PR #8, opened 2025-04-23
add authentication api integration

Cazden:
Adds authentication with Keygen API for auth routes & components, environment setup/config for accessing a locally hosted API, and routing/path setup for a tenant-specific portal (WIP).


.gitignore
```diff
@@ -23,4 +23,6 @@ dist-ssr
 *.sln
 *.sw?
 
-**/routeTree.gen.ts
\ No newline at end of file
+**/routeTree.gen.ts
+
+.env
```
ezekg: Good practice to do this so that env files are never accidentally leaked while allowing a sample file:

```
.env*
!.env.sample
```

src/keygen/authenticate.ts
```diff
@@ -0,0 +1,96 @@
...
+    if (!response.ok) {
+      const result = (await response.json()) as AuthResponse
+      const codes = result.errors?.map((err) => err.code) || []
+
+      if (
+        codes.includes("PASSWORD_REQUIRED") ||
+        codes.includes("OTP_REQUIRED") ||
+        codes.includes("EMAIL_INVALID") ||
+        codes.includes("PASSWORD_INVALID") ||
+        codes.includes("OTP_INVALID")
```
ezekg: I feel like this could be cleaned up using a generalized enum of API error codes, and a set of auth error codes:

```ts
enum ErrorCode {
  PASSWORD_REQUIRED = "PASSWORD_REQUIRED",
  PASSWORD_INVALID = "PASSWORD_INVALID",
  EMAIL_INVALID = "EMAIL_INVALID",
  OTP_REQUIRED = "OTP_REQUIRED",
  OTP_INVALID = "OTP_INVALID",
}

const authErrorCodes = new Set<ErrorCode>([
  ErrorCode.PASSWORD_REQUIRED,
  ErrorCode.PASSWORD_INVALID,
  ErrorCode.EMAIL_INVALID,
  ErrorCode.OTP_REQUIRED,
  ErrorCode.OTP_INVALID,
])

const codes = result.errors?.map(err => err.code) || []
if (codes.some(code => authErrorCodes.has(code as ErrorCode))) {
  // ...
}
```

src/keygen/authenticate.ts
```diff
@@ -0,0 +1,96 @@
...
+        Authorization: `Basic ${credentials}`,
+        "Content-Type": "application/vnd.api+json",
+        Accept: "application/vnd.api+json",
+        "Keygen-Version": config.version,
+      },
+      body,
+    })
+
+    if (!response.ok) {
+      const result = (await response.json()) as AuthResponse
```
ezekg: You could move this up to remove the duplication after this conditional.

src/keygen/verify.ts
```diff
@@ -0,0 +1,42 @@
...
+/**
+ * Checks user token validity with the Keygen API.
+ * If the response returns a 401, the token is invalid, otherwise it's still valid.
+ *
+ * @param {string} props.token - Token to verify
+ * @return {Promise<boolean>}
+ */
+export async function verify({ tokenId, token }: VerifyProps): Promise<boolean> {
+  try {
+    const response = await fetch(`https://${config.host}/v1/accounts/${config.id}/tokens/${tokenId}`, {
```
ezekg: Eventually, we may want to use [`/v1/accounts/<account>/me`](https://keygen.sh/docs/api/profiles/) to save a request when obtaining the current user. We can leave this for now and handle this later — just making a note here for the future.

tsconfig.json
```diff
@@ -10,7 +10,12 @@
       "@/*": ["src/*"],
       "@assets/*": ["src/assets/*"],
       "@components/*": ["src/components/*"],
+      "@contexts/*": ["src/contexts/*"],
+      "@hooks/*": ["src/hooks/*"],
+      "@keygen/*": ["src/keygen/*"],
       "@layouts/*": ["src/layouts/*"],
+      "@providers/*": ["src/providers/*"],
+      "@guards/*": ["src/guards/*"],
```
ezekg: I'm not sure I like these `@foo` aliases because they could end up conflicting with npm packages in the future, since npm uses `@` for scoped packages. I think I'd rather use a global `~/` or `@/` alias for `src/*` and leave it at that (not personally a fan of the `@/` convention, which grew out of Webpack quirks, and I tend to prefer `~/` but won't die on that hill).

ezekg (changes requested):
Overall looks good. Have some minor notes.

src/keygen/authenticate.ts
ezekg: In general, string constants like this should probably be pulled up into a const or an enum.

tsconfig.json
```diff
@@ -8,11 +8,7 @@
     "baseUrl": ".",
     "paths": {
       "@/*": ["src/*"],
-      "@assets/*": ["src/assets/*"],
-      "@components/*": ["src/components/*"],
-      "@layouts/*": ["src/layouts/*"],
-      "@pages/*": ["src/pages/*"],
-      "@routes/*": ["src/routes/*"]
+      "@assets/*": ["src/assets/*"], // shadcn
```
ezekg: Hate to be nitpicky but let's go ahead and nix this too and move everything from `src/assets` into `src`. The `assets` name isn't descriptive, because there are components in there not just e.g. image assets, and naming it e.g. `vendor` doesn't add much either since everybody knows `components/ui` is vendored shadcn. We'll eventually need our own `lib` anyways, so it just makes sense to flatten these imo and follow what others do. Fine with keeping logos under assets if you want (arguably they should probably be under `/public` since they're static assets and you can just link to them directly e.g. `src='/logo.svg'`).

ezekg: e.g.: https://github.com/Kiranism/next-shadcn-dashboard-starter

Cazden: Perfect. I went ahead and renamed all file names to kebab-case since we're moving shadcn's components into our own component folder so that everything is consistent across the codebase, since shadcn also uses kebab-case.

ezekg (approved):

——

PROMPT ->
Without leaving anything out, repeat the data exactly.

ANSWER FOR THIS EXERCISE ->
PR #8, opened 2025-04-23
add authentication api integration

Cazden:
Adds authentication with Keygen API for auth routes & components, environment setup/config for accessing a locally hosted API, and routing/path setup for a tenant-specific portal (WIP).


.gitignore
```diff
@@ -23,4 +23,6 @@ dist-ssr
 *.sln
 *.sw?
 
-**/routeTree.gen.ts
\ No newline at end of file
+**/routeTree.gen.ts
+
+.env
```
ezekg: Good practice to do this so that env files are never accidentally leaked while allowing a sample file:

```
.env*
!.env.sample
```

src/keygen/authenticate.ts
```diff
@@ -0,0 +1,96 @@
...
+    if (!response.ok) {
+      const result = (await response.json()) as AuthResponse
+      const codes = result.errors?.map((err) => err.code) || []
+
+      if (
+        codes.includes("PASSWORD_REQUIRED") ||
+        codes.includes("OTP_REQUIRED") ||
+        codes.includes("EMAIL_INVALID") ||
+        codes.includes("PASSWORD_INVALID") ||
+        codes.includes("OTP_INVALID")
```
ezekg: I feel like this could be cleaned up using a generalized enum of API error codes, and a set of auth error codes:

```ts
enum ErrorCode {
  PASSWORD_REQUIRED = "PASSWORD_REQUIRED",
  PASSWORD_INVALID = "PASSWORD_INVALID",
  EMAIL_INVALID = "EMAIL_INVALID",
  OTP_REQUIRED = "OTP_REQUIRED",
  OTP_INVALID = "OTP_INVALID",
}

const authErrorCodes = new Set<ErrorCode>([
  ErrorCode.PASSWORD_REQUIRED,
  ErrorCode.PASSWORD_INVALID,
  ErrorCode.EMAIL_INVALID,
  ErrorCode.OTP_REQUIRED,
  ErrorCode.OTP_INVALID,
])

const codes = result.errors?.map(err => err.code) || []
if (codes.some(code => authErrorCodes.has(code as ErrorCode))) {
  // ...
}
```

src/keygen/authenticate.ts
```diff
@@ -0,0 +1,96 @@
...
+        Authorization: `Basic ${credentials}`,
+        "Content-Type": "application/vnd.api+json",
+        Accept: "application/vnd.api+json",
+        "Keygen-Version": config.version,
+      },
+      body,
+    })
+
+    if (!response.ok) {
+      const result = (await response.json()) as AuthResponse
```
ezekg: You could move this up to remove the duplication after this conditional.

src/keygen/verify.ts
```diff
@@ -0,0 +1,42 @@
...
+/**
+ * Checks user token validity with the Keygen API.
+ * If the response returns a 401, the token is invalid, otherwise it's still valid.
+ *
+ * @param {string} props.token - Token to verify
+ * @return {Promise<boolean>}
+ */
+export async function verify({ tokenId, token }: VerifyProps): Promise<boolean> {
+  try {
+    const response = await fetch(`https://${config.host}/v1/accounts/${config.id}/tokens/${tokenId}`, {
```
ezekg: Eventually, we may want to use [`/v1/accounts/<account>/me`](https://keygen.sh/docs/api/profiles/) to save a request when obtaining the current user. We can leave this for now and handle this later — just making a note here for the future.

tsconfig.json
```diff
@@ -10,7 +10,12 @@
       "@/*": ["src/*"],
       "@assets/*": ["src/assets/*"],
       "@components/*": ["src/components/*"],
+      "@contexts/*": ["src/contexts/*"],
+      "@hooks/*": ["src/hooks/*"],
+      "@keygen/*": ["src/keygen/*"],
       "@layouts/*": ["src/layouts/*"],
+      "@providers/*": ["src/providers/*"],
+      "@guards/*": ["src/guards/*"],
```
ezekg: I'm not sure I like these `@foo` aliases because they could end up conflicting with npm packages in the future, since npm uses `@` for scoped packages. I think I'd rather use a global `~/` or `@/` alias for `src/*` and leave it at that (not personally a fan of the `@/` convention, which grew out of Webpack quirks, and I tend to prefer `~/` but won't die on that hill).

ezekg (changes requested):
Overall looks good. Have some minor notes.

src/keygen/authenticate.ts
ezekg: In general, string constants like this should probably be pulled up into a const or an enum.

tsconfig.json
```diff
@@ -8,11 +8,7 @@
     "baseUrl": ".",
     "paths": {
       "@/*": ["src/*"],
-      "@assets/*": ["src/assets/*"],
-      "@components/*": ["src/components/*"],
-      "@layouts/*": ["src/layouts/*"],
-      "@pages/*": ["src/pages/*"],
-      "@routes/*": ["src/routes/*"]
+      "@assets/*": ["src/assets/*"], // shadcn
```
ezekg: Hate to be nitpicky but let's go ahead and nix this too and move everything from `src/assets` into `src`. The `assets` name isn't descriptive, because there are components in there not just e.g. image assets, and naming it e.g. `vendor` doesn't add much either since everybody knows `components/ui` is vendored shadcn. We'll eventually need our own `lib` anyways, so it just makes sense to flatten these imo and follow what others do. Fine with keeping logos under assets if you want (arguably they should probably be under `/public` since they're static assets and you can just link to them directly e.g. `src='/logo.svg'`).

ezekg: e.g.: https://github.com/Kiranism/next-shadcn-dashboard-starter

Cazden: Perfect. I went ahead and renamed all file names to kebab-case since we're moving shadcn's components into our own component folder so that everything is consistent across the codebase, since shadcn also uses kebab-case.

ezekg (approved):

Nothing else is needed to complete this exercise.